DATA EXTRACTS>
----------

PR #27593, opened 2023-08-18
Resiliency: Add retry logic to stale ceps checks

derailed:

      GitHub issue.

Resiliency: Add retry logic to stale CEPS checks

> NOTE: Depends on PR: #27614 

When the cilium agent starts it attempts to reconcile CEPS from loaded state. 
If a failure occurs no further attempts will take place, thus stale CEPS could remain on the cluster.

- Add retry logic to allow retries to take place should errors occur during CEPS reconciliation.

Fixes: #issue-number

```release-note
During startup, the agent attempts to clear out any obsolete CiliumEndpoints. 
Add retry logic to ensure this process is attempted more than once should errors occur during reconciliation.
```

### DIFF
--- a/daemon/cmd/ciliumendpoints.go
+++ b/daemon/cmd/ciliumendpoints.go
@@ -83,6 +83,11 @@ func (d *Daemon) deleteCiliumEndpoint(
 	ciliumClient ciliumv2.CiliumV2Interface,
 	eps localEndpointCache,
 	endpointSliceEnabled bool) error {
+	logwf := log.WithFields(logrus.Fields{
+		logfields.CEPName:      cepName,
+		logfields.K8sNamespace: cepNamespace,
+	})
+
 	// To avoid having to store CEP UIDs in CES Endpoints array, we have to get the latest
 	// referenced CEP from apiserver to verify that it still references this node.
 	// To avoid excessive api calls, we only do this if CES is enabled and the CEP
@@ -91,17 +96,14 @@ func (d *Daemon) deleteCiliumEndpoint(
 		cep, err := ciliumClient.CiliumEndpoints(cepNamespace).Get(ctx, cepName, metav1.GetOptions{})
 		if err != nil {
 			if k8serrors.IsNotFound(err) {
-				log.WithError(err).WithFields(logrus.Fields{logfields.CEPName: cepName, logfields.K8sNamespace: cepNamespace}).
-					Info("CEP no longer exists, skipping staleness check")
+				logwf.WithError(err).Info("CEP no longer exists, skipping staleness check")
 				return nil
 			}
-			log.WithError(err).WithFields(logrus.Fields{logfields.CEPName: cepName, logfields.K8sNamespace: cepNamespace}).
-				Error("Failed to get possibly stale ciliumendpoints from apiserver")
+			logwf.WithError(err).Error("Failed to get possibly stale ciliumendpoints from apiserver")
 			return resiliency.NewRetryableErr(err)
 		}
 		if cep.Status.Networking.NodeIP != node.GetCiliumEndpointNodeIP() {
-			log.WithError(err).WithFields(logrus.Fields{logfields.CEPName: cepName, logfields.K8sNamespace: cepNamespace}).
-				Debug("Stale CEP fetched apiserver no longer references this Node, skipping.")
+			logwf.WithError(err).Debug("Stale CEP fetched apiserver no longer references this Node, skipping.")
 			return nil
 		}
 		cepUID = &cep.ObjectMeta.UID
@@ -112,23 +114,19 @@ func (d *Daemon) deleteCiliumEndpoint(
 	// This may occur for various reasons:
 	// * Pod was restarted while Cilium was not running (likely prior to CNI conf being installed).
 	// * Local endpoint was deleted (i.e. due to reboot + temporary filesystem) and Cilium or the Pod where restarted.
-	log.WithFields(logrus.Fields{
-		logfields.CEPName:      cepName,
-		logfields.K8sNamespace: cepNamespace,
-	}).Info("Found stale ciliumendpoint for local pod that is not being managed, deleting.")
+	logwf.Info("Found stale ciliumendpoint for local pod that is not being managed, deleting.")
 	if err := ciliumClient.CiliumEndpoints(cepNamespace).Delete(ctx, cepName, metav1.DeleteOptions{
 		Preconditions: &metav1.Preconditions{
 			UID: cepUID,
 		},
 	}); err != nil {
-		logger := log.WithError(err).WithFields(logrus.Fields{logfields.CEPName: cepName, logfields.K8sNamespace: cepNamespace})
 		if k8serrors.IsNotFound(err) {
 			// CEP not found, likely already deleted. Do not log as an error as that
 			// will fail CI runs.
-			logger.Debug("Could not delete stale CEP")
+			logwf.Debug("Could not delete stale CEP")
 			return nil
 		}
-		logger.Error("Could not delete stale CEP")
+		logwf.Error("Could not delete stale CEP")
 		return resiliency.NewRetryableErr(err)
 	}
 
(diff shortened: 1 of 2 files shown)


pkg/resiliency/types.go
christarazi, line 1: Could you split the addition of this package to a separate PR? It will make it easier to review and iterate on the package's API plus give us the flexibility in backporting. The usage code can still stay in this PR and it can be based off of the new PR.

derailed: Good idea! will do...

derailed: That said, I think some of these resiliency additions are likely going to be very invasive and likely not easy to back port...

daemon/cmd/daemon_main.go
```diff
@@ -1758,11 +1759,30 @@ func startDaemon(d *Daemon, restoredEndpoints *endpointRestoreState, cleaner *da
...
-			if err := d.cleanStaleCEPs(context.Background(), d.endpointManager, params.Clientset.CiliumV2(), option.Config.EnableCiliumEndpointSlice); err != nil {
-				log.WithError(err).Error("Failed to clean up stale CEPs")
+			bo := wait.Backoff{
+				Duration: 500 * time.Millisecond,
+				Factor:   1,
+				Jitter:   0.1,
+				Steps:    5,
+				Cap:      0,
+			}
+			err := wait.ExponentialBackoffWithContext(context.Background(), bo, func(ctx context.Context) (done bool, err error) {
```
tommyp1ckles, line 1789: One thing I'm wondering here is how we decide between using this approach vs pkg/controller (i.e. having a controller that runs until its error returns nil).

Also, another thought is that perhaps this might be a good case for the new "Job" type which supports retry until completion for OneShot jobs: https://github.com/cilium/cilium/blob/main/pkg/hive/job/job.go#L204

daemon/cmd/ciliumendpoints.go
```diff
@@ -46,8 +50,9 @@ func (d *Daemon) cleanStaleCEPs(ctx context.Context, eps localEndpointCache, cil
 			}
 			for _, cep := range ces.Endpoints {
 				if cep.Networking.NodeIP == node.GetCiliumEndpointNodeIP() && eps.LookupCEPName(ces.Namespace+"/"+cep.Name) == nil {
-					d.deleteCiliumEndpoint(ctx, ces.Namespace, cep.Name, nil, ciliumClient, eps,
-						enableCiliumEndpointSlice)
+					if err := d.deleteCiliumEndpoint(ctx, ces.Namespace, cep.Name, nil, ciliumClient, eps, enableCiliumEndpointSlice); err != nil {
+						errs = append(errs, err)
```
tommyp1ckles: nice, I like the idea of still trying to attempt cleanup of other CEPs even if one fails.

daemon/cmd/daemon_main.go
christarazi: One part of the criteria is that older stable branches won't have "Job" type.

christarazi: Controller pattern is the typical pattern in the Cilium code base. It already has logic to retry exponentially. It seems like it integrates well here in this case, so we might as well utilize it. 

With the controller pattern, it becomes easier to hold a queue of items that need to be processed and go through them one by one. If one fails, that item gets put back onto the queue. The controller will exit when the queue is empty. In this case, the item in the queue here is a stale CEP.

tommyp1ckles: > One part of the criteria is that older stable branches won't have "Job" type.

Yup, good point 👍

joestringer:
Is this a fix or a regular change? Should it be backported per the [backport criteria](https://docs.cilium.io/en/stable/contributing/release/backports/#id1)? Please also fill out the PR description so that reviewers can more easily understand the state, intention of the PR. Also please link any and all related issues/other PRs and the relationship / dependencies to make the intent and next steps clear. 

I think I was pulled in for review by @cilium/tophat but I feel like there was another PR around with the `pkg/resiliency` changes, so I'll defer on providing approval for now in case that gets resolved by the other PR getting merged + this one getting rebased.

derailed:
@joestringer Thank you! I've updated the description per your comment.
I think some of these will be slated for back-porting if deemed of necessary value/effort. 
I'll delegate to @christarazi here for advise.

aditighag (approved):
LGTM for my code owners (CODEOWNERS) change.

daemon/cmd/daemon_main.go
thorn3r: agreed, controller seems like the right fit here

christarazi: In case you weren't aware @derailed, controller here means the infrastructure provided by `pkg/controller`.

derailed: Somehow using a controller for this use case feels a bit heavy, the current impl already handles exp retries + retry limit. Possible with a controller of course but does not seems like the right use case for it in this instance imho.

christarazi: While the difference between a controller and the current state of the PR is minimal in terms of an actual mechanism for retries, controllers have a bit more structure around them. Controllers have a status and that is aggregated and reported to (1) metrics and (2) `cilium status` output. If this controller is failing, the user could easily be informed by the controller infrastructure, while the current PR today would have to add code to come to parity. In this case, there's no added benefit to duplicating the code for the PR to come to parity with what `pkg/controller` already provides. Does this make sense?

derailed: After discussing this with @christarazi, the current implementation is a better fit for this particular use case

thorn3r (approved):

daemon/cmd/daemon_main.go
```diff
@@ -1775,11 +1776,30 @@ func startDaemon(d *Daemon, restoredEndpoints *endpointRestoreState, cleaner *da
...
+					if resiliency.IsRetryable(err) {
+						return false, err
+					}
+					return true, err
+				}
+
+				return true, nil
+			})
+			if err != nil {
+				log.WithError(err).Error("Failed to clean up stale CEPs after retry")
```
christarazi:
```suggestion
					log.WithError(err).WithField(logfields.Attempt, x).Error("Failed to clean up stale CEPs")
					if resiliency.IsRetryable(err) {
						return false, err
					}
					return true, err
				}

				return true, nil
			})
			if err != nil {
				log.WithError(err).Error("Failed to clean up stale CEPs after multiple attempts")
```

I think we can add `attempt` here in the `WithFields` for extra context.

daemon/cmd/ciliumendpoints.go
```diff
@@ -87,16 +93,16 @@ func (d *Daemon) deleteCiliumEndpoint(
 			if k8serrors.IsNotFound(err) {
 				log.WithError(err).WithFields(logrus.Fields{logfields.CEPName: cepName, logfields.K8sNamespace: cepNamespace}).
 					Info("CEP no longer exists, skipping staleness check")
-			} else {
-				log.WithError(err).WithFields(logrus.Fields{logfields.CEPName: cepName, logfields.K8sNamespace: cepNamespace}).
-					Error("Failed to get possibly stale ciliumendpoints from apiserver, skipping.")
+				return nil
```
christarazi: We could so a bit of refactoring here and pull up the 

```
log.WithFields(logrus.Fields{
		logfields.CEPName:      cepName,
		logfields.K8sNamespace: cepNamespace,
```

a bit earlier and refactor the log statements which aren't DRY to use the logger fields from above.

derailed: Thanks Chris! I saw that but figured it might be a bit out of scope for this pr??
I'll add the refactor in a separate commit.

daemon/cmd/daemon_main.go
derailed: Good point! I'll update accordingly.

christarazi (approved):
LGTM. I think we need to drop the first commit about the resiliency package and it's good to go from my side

----------

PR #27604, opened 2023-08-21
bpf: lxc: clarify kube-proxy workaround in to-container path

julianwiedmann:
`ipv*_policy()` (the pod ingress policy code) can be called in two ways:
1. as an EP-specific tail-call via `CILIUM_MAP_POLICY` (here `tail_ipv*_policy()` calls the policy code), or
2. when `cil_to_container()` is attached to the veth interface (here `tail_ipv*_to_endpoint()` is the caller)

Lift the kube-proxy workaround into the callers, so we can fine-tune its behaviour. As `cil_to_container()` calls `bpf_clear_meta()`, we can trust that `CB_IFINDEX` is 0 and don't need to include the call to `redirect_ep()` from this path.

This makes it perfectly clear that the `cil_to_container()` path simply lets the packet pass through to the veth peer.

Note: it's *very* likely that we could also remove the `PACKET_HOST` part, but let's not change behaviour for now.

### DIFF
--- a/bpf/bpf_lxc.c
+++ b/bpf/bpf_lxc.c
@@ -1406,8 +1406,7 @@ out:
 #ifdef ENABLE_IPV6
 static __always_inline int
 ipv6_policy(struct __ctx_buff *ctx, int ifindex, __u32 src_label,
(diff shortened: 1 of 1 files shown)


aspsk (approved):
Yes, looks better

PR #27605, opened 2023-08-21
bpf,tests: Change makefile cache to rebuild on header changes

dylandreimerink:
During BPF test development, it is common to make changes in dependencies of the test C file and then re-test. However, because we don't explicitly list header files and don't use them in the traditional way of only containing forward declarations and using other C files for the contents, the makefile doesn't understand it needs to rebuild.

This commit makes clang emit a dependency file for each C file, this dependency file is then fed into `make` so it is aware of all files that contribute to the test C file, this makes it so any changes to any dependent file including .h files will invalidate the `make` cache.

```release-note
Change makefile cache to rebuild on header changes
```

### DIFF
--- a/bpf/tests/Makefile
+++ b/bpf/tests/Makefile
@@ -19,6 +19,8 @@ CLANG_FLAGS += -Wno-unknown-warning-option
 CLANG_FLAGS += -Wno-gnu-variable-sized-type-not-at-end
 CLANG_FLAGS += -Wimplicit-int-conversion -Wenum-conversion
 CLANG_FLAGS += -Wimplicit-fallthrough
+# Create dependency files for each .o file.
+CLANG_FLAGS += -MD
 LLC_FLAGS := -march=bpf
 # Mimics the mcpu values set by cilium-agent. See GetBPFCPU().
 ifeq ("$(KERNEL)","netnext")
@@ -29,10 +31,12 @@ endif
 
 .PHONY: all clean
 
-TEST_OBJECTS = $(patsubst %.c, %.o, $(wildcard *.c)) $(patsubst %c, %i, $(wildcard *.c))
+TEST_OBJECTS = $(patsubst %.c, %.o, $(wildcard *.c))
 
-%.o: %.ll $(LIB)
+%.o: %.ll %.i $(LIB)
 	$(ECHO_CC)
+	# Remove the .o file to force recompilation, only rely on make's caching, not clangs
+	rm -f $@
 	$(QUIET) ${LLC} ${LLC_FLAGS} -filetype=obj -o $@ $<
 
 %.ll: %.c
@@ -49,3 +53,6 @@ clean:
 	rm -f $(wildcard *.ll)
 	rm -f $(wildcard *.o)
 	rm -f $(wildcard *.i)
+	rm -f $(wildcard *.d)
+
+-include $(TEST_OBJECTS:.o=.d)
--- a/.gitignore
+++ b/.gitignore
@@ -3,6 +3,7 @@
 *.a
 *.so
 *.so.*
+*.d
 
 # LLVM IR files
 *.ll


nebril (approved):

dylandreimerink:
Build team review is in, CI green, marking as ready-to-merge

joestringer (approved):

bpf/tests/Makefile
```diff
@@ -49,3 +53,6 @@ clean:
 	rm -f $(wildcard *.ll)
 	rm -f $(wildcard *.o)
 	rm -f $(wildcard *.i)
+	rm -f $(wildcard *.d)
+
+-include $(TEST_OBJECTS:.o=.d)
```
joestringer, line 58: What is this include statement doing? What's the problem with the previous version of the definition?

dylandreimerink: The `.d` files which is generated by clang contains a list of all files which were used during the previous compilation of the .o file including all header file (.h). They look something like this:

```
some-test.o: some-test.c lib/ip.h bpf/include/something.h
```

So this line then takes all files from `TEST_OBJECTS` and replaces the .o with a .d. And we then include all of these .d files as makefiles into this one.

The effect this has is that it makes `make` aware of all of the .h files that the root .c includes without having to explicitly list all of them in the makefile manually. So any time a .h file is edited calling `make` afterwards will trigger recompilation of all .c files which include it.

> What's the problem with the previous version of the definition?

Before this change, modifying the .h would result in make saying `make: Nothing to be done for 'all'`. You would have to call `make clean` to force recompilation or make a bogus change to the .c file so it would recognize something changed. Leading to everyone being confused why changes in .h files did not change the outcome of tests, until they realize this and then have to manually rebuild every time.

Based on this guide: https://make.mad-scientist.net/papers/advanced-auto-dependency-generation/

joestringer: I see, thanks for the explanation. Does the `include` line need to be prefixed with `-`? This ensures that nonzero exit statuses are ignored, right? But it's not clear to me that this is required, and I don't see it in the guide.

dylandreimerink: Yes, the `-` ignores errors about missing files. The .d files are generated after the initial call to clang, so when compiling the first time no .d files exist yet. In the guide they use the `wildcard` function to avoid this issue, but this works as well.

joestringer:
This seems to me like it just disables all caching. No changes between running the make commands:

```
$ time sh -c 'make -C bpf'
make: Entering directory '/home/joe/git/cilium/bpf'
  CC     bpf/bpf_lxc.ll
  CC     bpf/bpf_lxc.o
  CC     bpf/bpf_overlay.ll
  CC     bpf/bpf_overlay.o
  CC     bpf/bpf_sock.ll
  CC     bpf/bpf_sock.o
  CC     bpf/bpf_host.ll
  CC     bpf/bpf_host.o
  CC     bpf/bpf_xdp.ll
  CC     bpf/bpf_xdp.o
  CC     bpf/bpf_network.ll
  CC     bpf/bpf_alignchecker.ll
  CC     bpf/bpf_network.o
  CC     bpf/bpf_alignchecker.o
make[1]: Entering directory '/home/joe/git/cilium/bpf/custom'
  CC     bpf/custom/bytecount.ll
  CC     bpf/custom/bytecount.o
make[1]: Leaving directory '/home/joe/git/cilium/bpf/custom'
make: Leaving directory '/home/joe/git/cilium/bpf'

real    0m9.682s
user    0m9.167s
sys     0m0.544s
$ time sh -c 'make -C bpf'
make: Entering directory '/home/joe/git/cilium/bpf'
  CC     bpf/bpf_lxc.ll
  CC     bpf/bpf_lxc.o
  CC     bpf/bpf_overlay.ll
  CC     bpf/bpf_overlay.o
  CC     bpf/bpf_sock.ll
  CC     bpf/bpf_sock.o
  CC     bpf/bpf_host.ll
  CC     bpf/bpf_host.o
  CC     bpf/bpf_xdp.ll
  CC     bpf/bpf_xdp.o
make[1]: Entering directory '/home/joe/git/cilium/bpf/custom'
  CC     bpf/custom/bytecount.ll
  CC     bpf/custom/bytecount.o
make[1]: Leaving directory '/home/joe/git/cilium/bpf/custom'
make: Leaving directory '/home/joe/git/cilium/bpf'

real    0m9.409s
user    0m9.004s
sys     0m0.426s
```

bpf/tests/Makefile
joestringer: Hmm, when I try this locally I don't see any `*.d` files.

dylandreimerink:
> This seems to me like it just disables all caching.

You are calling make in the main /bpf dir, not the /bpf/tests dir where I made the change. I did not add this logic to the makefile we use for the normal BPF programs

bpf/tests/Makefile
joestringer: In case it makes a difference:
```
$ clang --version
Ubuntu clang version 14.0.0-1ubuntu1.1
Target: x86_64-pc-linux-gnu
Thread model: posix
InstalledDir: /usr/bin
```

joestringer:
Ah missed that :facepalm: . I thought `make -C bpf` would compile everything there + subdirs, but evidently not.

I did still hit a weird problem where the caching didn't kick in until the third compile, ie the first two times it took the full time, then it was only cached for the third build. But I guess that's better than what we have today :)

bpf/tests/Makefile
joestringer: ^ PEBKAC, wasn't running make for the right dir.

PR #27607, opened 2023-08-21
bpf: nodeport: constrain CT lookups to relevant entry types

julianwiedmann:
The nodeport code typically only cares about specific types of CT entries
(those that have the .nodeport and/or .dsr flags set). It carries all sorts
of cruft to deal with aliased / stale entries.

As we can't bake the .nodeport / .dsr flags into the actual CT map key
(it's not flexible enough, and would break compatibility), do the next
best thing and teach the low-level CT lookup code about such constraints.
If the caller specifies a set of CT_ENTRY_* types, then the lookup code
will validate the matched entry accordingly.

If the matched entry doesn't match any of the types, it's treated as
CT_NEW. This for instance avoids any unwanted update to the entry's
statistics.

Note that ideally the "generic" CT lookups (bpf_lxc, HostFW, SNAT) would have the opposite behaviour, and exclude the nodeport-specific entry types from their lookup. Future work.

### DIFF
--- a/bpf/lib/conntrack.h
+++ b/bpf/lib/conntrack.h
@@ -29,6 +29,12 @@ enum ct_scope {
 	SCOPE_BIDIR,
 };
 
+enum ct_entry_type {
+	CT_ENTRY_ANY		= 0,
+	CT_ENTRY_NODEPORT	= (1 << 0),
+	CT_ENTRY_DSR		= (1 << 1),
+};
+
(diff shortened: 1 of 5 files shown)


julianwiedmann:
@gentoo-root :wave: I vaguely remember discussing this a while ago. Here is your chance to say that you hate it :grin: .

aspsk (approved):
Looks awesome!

----------

Working from the listing above, pick out every line that has "current" and copy it.

COMPLETED TASK>
derailed: Somehow using a controller for this use case feels a bit heavy, the current impl already handles exp retries + retry limit. Possible with a controller of course but does not seems like the right use case for it in this instance imho.
christarazi: While the difference between a controller and the current state of the PR is minimal in terms of an actual mechanism for retries, controllers have a bit more structure around them. Controllers have a status and that is aggregated and reported to (1) metrics and (2) `cilium status` output. If this controller is failing, the user could easily be informed by the controller infrastructure, while the current PR today would have to add code to come to parity. In this case, there's no added benefit to duplicating the code for the PR to come to parity with what `pkg/controller` already provides. Does this make sense?
derailed: After discussing this with @christarazi, the current implementation is a better fit for this particular use case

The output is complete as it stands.